> _Instructions to follow_:
Every entry needs to appear again exactly as written below.

[Stored records]
····················

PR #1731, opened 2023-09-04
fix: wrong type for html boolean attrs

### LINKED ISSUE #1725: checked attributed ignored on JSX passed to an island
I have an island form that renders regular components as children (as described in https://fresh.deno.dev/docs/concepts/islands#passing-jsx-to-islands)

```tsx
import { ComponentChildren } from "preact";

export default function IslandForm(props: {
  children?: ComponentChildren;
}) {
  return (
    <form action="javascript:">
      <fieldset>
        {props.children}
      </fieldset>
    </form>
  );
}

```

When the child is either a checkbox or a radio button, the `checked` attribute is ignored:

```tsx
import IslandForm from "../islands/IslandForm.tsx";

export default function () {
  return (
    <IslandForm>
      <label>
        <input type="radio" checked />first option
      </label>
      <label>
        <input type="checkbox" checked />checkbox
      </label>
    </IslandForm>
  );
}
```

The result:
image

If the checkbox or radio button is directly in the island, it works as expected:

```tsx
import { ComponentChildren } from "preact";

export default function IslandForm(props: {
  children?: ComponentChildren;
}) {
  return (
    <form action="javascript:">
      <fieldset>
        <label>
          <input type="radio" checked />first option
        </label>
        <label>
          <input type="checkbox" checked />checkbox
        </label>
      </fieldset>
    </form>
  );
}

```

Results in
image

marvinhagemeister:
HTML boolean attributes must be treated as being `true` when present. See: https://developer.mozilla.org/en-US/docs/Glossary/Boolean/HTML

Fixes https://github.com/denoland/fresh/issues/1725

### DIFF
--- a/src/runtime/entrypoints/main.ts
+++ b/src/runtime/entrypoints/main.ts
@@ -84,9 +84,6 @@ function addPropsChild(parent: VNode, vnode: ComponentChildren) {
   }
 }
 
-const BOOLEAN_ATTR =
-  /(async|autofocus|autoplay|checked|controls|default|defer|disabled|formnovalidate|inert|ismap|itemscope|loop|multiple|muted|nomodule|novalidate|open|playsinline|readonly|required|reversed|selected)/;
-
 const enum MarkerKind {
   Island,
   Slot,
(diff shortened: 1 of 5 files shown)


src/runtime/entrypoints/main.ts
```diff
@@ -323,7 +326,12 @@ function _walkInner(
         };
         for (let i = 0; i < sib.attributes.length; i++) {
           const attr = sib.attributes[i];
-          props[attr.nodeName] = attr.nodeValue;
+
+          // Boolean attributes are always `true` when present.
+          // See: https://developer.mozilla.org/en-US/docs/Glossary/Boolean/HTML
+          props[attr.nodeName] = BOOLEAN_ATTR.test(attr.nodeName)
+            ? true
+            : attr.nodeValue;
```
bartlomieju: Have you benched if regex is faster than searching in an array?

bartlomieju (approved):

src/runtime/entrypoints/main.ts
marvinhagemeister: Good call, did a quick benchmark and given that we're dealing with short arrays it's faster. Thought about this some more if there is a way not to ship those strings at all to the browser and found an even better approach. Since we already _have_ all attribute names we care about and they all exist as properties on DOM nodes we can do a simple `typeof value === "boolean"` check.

····················

> _Output of the task_:
PR #1731, opened 2023-09-04
fix: wrong type for html boolean attrs

### LINKED ISSUE #1725: checked attributed ignored on JSX passed to an island
I have an island form that renders regular components as children (as described in https://fresh.deno.dev/docs/concepts/islands#passing-jsx-to-islands)

```tsx
import { ComponentChildren } from "preact";

export default function IslandForm(props: {
  children?: ComponentChildren;
}) {
  return (
    <form action="javascript:">
      <fieldset>
        {props.children}
      </fieldset>
    </form>
  );
}

```

When the child is either a checkbox or a radio button, the `checked` attribute is ignored:

```tsx
import IslandForm from "../islands/IslandForm.tsx";

export default function () {
  return (
    <IslandForm>
      <label>
        <input type="radio" checked />first option
      </label>
      <label>
        <input type="checkbox" checked />checkbox
      </label>
    </IslandForm>
  );
}
```

The result:
image

If the checkbox or radio button is directly in the island, it works as expected:

```tsx
import { ComponentChildren } from "preact";

export default function IslandForm(props: {
  children?: ComponentChildren;
}) {
  return (
    <form action="javascript:">
      <fieldset>
        <label>
          <input type="radio" checked />first option
        </label>
        <label>
          <input type="checkbox" checked />checkbox
        </label>
      </fieldset>
    </form>
  );
}

```

Results in
image

marvinhagemeister:
HTML boolean attributes must be treated as being `true` when present. See: https://developer.mozilla.org/en-US/docs/Glossary/Boolean/HTML

Fixes https://github.com/denoland/fresh/issues/1725

### DIFF
--- a/src/runtime/entrypoints/main.ts
+++ b/src/runtime/entrypoints/main.ts
@@ -84,9 +84,6 @@ function addPropsChild(parent: VNode, vnode: ComponentChildren) {
   }
 }
 
-const BOOLEAN_ATTR =
-  /(async|autofocus|autoplay|checked|controls|default|defer|disabled|formnovalidate|inert|ismap|itemscope|loop|multiple|muted|nomodule|novalidate|open|playsinline|readonly|required|reversed|selected)/;
-
 const enum MarkerKind {
   Island,
   Slot,
(diff shortened: 1 of 5 files shown)


src/runtime/entrypoints/main.ts
```diff
@@ -323,7 +326,12 @@ function _walkInner(
         };
         for (let i = 0; i < sib.attributes.length; i++) {
           const attr = sib.attributes[i];
-          props[attr.nodeName] = attr.nodeValue;
+
+          // Boolean attributes are always `true` when present.
+          // See: https://developer.mozilla.org/en-US/docs/Glossary/Boolean/HTML
+          props[attr.nodeName] = BOOLEAN_ATTR.test(attr.nodeName)
+            ? true
+            : attr.nodeValue;
```
bartlomieju: Have you benched if regex is faster than searching in an array?

bartlomieju (approved):

src/runtime/entrypoints/main.ts
marvinhagemeister: Good call, did a quick benchmark and given that we're dealing with short arrays it's faster. Thought about this some more if there is a way not to ship those strings at all to the browser and found an even better approach. Since we already _have_ all attribute names we care about and they all exist as properties on DOM nodes we can do a simple `typeof value === "boolean"` check.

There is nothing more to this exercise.